= TASK REQUIREMENTS =
Once you have read the entries, copy all of them exactly.

-- Opening Marker --

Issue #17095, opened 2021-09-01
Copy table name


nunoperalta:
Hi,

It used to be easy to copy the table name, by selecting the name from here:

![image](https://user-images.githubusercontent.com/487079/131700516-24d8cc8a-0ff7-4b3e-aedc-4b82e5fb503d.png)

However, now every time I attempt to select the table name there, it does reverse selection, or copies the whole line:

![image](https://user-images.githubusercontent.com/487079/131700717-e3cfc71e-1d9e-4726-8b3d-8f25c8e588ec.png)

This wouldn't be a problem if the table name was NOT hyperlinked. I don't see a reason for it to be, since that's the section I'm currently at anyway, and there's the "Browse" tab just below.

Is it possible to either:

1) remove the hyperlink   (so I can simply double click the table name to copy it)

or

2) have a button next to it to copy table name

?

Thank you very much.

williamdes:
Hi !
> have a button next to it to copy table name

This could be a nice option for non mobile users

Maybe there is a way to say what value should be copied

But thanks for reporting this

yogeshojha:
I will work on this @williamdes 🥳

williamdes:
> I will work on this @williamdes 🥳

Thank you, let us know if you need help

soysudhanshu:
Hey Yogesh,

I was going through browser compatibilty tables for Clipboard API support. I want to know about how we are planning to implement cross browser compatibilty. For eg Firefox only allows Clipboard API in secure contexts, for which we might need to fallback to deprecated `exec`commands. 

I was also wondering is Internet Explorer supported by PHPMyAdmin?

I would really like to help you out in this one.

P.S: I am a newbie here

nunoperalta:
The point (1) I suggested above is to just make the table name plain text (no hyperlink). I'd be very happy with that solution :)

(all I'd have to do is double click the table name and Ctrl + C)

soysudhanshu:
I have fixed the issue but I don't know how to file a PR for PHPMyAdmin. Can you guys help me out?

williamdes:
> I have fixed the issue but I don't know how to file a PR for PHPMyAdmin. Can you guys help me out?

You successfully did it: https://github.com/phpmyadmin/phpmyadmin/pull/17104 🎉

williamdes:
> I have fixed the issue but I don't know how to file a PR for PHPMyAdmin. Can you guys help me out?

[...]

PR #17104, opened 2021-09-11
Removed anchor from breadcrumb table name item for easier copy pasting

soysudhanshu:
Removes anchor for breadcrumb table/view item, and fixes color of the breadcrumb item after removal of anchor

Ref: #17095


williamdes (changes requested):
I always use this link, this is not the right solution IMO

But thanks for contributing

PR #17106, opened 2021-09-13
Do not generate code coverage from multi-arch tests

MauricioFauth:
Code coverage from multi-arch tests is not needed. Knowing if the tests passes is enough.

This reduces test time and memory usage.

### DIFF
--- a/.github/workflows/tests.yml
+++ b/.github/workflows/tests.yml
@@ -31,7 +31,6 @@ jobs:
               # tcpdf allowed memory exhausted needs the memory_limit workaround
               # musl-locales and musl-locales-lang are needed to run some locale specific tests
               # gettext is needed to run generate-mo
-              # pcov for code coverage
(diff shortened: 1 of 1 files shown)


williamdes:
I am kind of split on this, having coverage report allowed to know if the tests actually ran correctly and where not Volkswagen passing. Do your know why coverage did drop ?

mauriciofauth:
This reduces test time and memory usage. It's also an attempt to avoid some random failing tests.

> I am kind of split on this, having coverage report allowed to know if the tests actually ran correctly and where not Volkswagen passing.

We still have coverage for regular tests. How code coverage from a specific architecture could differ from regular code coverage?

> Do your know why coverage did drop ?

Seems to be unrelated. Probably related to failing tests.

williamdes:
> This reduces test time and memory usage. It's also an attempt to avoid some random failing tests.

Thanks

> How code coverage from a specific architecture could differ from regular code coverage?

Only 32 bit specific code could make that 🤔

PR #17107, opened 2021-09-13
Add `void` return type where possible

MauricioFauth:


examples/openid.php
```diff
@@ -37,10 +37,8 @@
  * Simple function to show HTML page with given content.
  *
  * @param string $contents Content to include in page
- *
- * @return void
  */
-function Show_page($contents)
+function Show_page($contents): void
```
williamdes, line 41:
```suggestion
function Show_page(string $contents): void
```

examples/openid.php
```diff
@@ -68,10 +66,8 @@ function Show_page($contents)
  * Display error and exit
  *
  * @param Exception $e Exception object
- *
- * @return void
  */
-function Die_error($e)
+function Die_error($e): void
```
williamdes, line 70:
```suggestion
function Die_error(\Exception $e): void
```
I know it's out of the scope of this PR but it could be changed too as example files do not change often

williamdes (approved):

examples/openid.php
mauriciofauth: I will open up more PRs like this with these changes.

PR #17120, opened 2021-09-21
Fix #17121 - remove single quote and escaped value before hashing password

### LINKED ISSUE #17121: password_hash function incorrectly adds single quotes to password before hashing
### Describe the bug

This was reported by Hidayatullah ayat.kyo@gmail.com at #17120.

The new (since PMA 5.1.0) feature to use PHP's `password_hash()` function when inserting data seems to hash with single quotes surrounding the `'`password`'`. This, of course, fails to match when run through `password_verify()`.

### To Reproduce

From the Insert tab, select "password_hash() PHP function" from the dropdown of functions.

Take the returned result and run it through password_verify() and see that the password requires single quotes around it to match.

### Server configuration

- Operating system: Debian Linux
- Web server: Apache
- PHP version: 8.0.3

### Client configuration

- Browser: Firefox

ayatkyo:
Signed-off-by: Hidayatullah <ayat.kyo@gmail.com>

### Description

-- Closing Marker --

= WRITTEN ANSWER =
Issue #17095, opened 2021-09-01
Copy table name


nunoperalta:
Hi,

It used to be easy to copy the table name, by selecting the name from here:

![image](https://user-images.githubusercontent.com/487079/131700516-24d8cc8a-0ff7-4b3e-aedc-4b82e5fb503d.png)

However, now every time I attempt to select the table name there, it does reverse selection, or copies the whole line:

![image](https://user-images.githubusercontent.com/487079/131700717-e3cfc71e-1d9e-4726-8b3d-8f25c8e588ec.png)

This wouldn't be a problem if the table name was NOT hyperlinked. I don't see a reason for it to be, since that's the section I'm currently at anyway, and there's the "Browse" tab just below.

Is it possible to either:

1) remove the hyperlink   (so I can simply double click the table name to copy it)

or

2) have a button next to it to copy table name

?

Thank you very much.

williamdes:
Hi !
> have a button next to it to copy table name

This could be a nice option for non mobile users

Maybe there is a way to say what value should be copied

But thanks for reporting this

yogeshojha:
I will work on this @williamdes 🥳

williamdes:
> I will work on this @williamdes 🥳

Thank you, let us know if you need help

soysudhanshu:
Hey Yogesh,

I was going through browser compatibilty tables for Clipboard API support. I want to know about how we are planning to implement cross browser compatibilty. For eg Firefox only allows Clipboard API in secure contexts, for which we might need to fallback to deprecated `exec`commands. 

I was also wondering is Internet Explorer supported by PHPMyAdmin?

I would really like to help you out in this one.

P.S: I am a newbie here

nunoperalta:
The point (1) I suggested above is to just make the table name plain text (no hyperlink). I'd be very happy with that solution :)

(all I'd have to do is double click the table name and Ctrl + C)

soysudhanshu:
I have fixed the issue but I don't know how to file a PR for PHPMyAdmin. Can you guys help me out?

williamdes:
> I have fixed the issue but I don't know how to file a PR for PHPMyAdmin. Can you guys help me out?

You successfully did it: https://github.com/phpmyadmin/phpmyadmin/pull/17104 🎉

williamdes:
> I have fixed the issue but I don't know how to file a PR for PHPMyAdmin. Can you guys help me out?

[...]

PR #17104, opened 2021-09-11
Removed anchor from breadcrumb table name item for easier copy pasting

soysudhanshu:
Removes anchor for breadcrumb table/view item, and fixes color of the breadcrumb item after removal of anchor

Ref: #17095


williamdes (changes requested):
I always use this link, this is not the right solution IMO

But thanks for contributing

PR #17106, opened 2021-09-13
Do not generate code coverage from multi-arch tests

MauricioFauth:
Code coverage from multi-arch tests is not needed. Knowing if the tests passes is enough.

This reduces test time and memory usage.

### DIFF
--- a/.github/workflows/tests.yml
+++ b/.github/workflows/tests.yml
@@ -31,7 +31,6 @@ jobs:
               # tcpdf allowed memory exhausted needs the memory_limit workaround
               # musl-locales and musl-locales-lang are needed to run some locale specific tests
               # gettext is needed to run generate-mo
-              # pcov for code coverage
(diff shortened: 1 of 1 files shown)


williamdes:
I am kind of split on this, having coverage report allowed to know if the tests actually ran correctly and where not Volkswagen passing. Do your know why coverage did drop ?

mauriciofauth:
This reduces test time and memory usage. It's also an attempt to avoid some random failing tests.

> I am kind of split on this, having coverage report allowed to know if the tests actually ran correctly and where not Volkswagen passing.

We still have coverage for regular tests. How code coverage from a specific architecture could differ from regular code coverage?

> Do your know why coverage did drop ?

Seems to be unrelated. Probably related to failing tests.

williamdes:
> This reduces test time and memory usage. It's also an attempt to avoid some random failing tests.

Thanks

> How code coverage from a specific architecture could differ from regular code coverage?

Only 32 bit specific code could make that 🤔

PR #17107, opened 2021-09-13
Add `void` return type where possible

MauricioFauth:


examples/openid.php
```diff
@@ -37,10 +37,8 @@
  * Simple function to show HTML page with given content.
  *
  * @param string $contents Content to include in page
- *
- * @return void
  */
-function Show_page($contents)
+function Show_page($contents): void
```
williamdes, line 41:
```suggestion
function Show_page(string $contents): void
```

examples/openid.php
```diff
@@ -68,10 +66,8 @@ function Show_page($contents)
  * Display error and exit
  *
  * @param Exception $e Exception object
- *
- * @return void
  */
-function Die_error($e)
+function Die_error($e): void
```
williamdes, line 70:
```suggestion
function Die_error(\Exception $e): void
```
I know it's out of the scope of this PR but it could be changed too as example files do not change often

williamdes (approved):

examples/openid.php
mauriciofauth: I will open up more PRs like this with these changes.

PR #17120, opened 2021-09-21
Fix #17121 - remove single quote and escaped value before hashing password

### LINKED ISSUE #17121: password_hash function incorrectly adds single quotes to password before hashing
### Describe the bug

This was reported by Hidayatullah ayat.kyo@gmail.com at #17120.

The new (since PMA 5.1.0) feature to use PHP's `password_hash()` function when inserting data seems to hash with single quotes surrounding the `'`password`'`. This, of course, fails to match when run through `password_verify()`.

### To Reproduce

From the Insert tab, select "password_hash() PHP function" from the dropdown of functions.

Take the returned result and run it through password_verify() and see that the password requires single quotes around it to match.

### Server configuration

- Operating system: Debian Linux
- Web server: Apache
- PHP version: 8.0.3

### Client configuration

- Browser: Firefox

ayatkyo:
Signed-off-by: Hidayatullah <ayat.kyo@gmail.com>

### Description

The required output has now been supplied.